Historia cegły w skrócie
Historia cegły ceramicznej jest długa.... Najwcześniej zalety cegieł odkryli i wykorzystywali mieszkańcy starożytnej Mezopotamii, Egiptu i Babilonu. Stosowały je również cywilizacje Dalekiego Wschodu - „budowniczowie” hinduscy i chińscy. Pierwsze cegły, które pojawiły się na przełomie V i VI tysiąclecia przed naszą erą, nie były wypalane a jedynie suszone na słońcu. Początkowo wyrabiano cegły z samej gliny lub gliny z dodatkiem piasku. Z czasem zaczęto dodawać do niej trawę i liście by ograniczyć pękanie materiału w czasie suszenia. Znacznie większą trwałość cegieł zyskano dzięki procesowi ich wypału. Miało to miejsce w połowie III tysiąclecia p.n.e. w Mezopotamii. Ogromny wpływ na popularyzację tego materiału i sztuki jego produkcji mieli Rzymianie. To właśnie oni „rozwijając” sztukę prowadzenia wojen i prowadząc krwawą politykę podbojów zupełnie nieświadomie podarowali wszystkim podbitym przez siebie krajom jedną dobrą rzecz – cegłę. Rzymianie jako pierwsi rozwinęli też konstrukcje na bazie łuku. Dało to możliwość konstruowania nowego rodzaju przekryć otworów okiennych i drzwiowych. Przestrzennym rozwinięciem zastosowania łuków były różnego rodzaju sklepienia, z czasem powszechnie stosowane we wszelkiego rodzaju budynkach publicznych. Przykłady rzymskiego budownictwa z cegły z tamtego okresu, a zwłaszcza sklepienia i łuki, możemy podziwiać do dziś.

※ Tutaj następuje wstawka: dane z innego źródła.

PR #1970, opened 2022-11-05
implement isClassStringType() on Type

staabm:


staabm:
in [11ca353](https://github.com/phpstan/phpstan-src/pull/1970/commits/11ca35386c6bed7f14a579af5c8d1c125920570b) I added a test from https://github.com/phpstan/phpstan/issues/1267#issuecomment-1107708169 which was not covered by https://github.com/phpstan/phpstan-src/pull/1969

phpstan-baseline.neon
```diff
@@ -392,6 +392,14 @@ parameters:
 			count: 1
 			path: src/Testing/PHPStanTestCase.php
 
+		-
```
staabm: I was able to drop all uses of `isClassString` and `instanceof ClassStringType` with [48f8635](https://github.com/phpstan/phpstan-src/pull/1970/commits/48f863561c9dcfa359a51ba8ee395970eab8a050) but these 2 occurences. These seemed harder to solve, therefore I put them into the baseline.

herndlm: I might be missing something, but it looks like the internals of `isClassString()` should be moved into `isClassStringType()` and wrapped in a trinary. At least you don't have to use the deprecated method in the new one then. You could even turn it around and let the deprecated one use the new one internally?

Not sure what the problem with the other usage was 🤔

staabm: after a couple of hours sleep I was able to resolve the remining stuff :)

src/Type/MixedType.php
```diff
@@ -676,6 +676,18 @@ public function isLiteralString(): TrinaryLogic
 		return TrinaryLogic::createMaybe();
 	}
 
+	public function isClassStringType(): TrinaryLogic
+	{
+		if ($this->subtractedType !== null) {
+			$stringType = new StringType();
+			if ($this->subtractedType->isSuperTypeOf($stringType)->yes()) {
```
ondrejmirtes: Alright, so `mixed~string` is definitely no. `mixed~class-string` should also be no.

ondrejmirtes (changes requested):

src/Type/ClassStringType.php
```diff
@@ -44,7 +44,7 @@ public function accepts(Type $type, bool $strictTypes): TrinaryLogic
 	public function isSuperTypeOf(Type $type): TrinaryLogic
 	{
 		if ($type instanceof ConstantStringType) {
-			return TrinaryLogic::createFromBoolean($type->isClassString());
+			return TrinaryLogic::createFromBoolean($type->isClassStringType()->yes());
```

Cegła to również podstawowy materiał budowlany Europy średniowiecznej – idealny budulec na miejskie mury obronne, fosy, zamki i obiekty sakralne.
Od XII wieku centrami budownictwa ceglanego stały się Francja i Niemcy. Począwszy od architektury romańskiej, poprzez Gotyk aż do Renesansu – cegła ze względu na swą wytrzymałość, trwałość i wszechstronne zastosowanie zawsze była bardzo cenionym i pożądanym materiałem konstrukcyjnym.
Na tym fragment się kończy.